» **Dataset entries**:

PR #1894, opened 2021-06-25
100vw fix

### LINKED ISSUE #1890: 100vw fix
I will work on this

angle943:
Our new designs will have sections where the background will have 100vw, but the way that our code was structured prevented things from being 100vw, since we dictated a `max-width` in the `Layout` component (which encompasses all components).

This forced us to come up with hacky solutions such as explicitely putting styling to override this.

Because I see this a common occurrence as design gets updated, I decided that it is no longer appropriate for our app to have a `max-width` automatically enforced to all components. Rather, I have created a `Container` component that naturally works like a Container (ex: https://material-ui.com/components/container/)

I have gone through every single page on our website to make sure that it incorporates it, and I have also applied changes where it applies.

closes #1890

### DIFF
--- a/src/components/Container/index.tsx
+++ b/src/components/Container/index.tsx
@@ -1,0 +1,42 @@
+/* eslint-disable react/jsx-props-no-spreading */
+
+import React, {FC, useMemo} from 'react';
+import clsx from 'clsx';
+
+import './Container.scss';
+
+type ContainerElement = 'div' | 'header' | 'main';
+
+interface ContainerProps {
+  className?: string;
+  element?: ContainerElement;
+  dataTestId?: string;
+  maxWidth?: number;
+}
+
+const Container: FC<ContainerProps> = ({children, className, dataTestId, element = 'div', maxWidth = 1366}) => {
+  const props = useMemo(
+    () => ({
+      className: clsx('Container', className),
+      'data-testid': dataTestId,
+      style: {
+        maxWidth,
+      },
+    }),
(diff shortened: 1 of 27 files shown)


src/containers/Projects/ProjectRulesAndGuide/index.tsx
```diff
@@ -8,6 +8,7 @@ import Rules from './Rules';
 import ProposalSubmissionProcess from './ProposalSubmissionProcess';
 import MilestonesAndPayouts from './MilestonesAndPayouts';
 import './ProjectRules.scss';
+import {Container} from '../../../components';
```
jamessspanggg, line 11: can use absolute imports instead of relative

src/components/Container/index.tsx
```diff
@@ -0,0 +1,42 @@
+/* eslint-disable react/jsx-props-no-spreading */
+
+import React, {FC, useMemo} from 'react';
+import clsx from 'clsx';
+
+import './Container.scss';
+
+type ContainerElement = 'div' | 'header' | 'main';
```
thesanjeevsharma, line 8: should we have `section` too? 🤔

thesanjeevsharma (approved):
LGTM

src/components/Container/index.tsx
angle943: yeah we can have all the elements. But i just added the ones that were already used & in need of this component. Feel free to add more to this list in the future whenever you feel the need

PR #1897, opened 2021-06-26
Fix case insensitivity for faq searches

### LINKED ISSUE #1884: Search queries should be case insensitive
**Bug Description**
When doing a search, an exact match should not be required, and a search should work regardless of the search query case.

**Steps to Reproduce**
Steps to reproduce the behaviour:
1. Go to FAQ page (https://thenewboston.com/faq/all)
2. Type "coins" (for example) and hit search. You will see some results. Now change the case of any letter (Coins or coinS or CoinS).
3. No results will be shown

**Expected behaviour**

» **EXERCISE**:
Write down how many lines in the data contain "should". Add nothing else.

» **THE ANSWER**:
3